* _PROBLEM_
Exactly as written, transcribe each record below.

* _Collected data_
———
PR #405, opened 2023-07-19
Use TOML as config file format in downloader

s-l-teichmann:
As we need more complex configuration in the downloader (and checker) with per domain options switch to TOML as config file format in the checker.


JanHoefelmeyer (approved):
LGTM & Works

ThomasJunk (approved):
LGTM & works.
———
* _RESULT FOR THIS EXERCISE_
PR #405, opened 2023-07-19
Use TOML as config file format in downloader

s-l-teichmann:
As we need more complex configuration in the downloader (and checker) with per domain options switch to TOML as config file format in the checker.


JanHoefelmeyer (approved):
LGTM & Works

ThomasJunk (approved):
LGTM & works.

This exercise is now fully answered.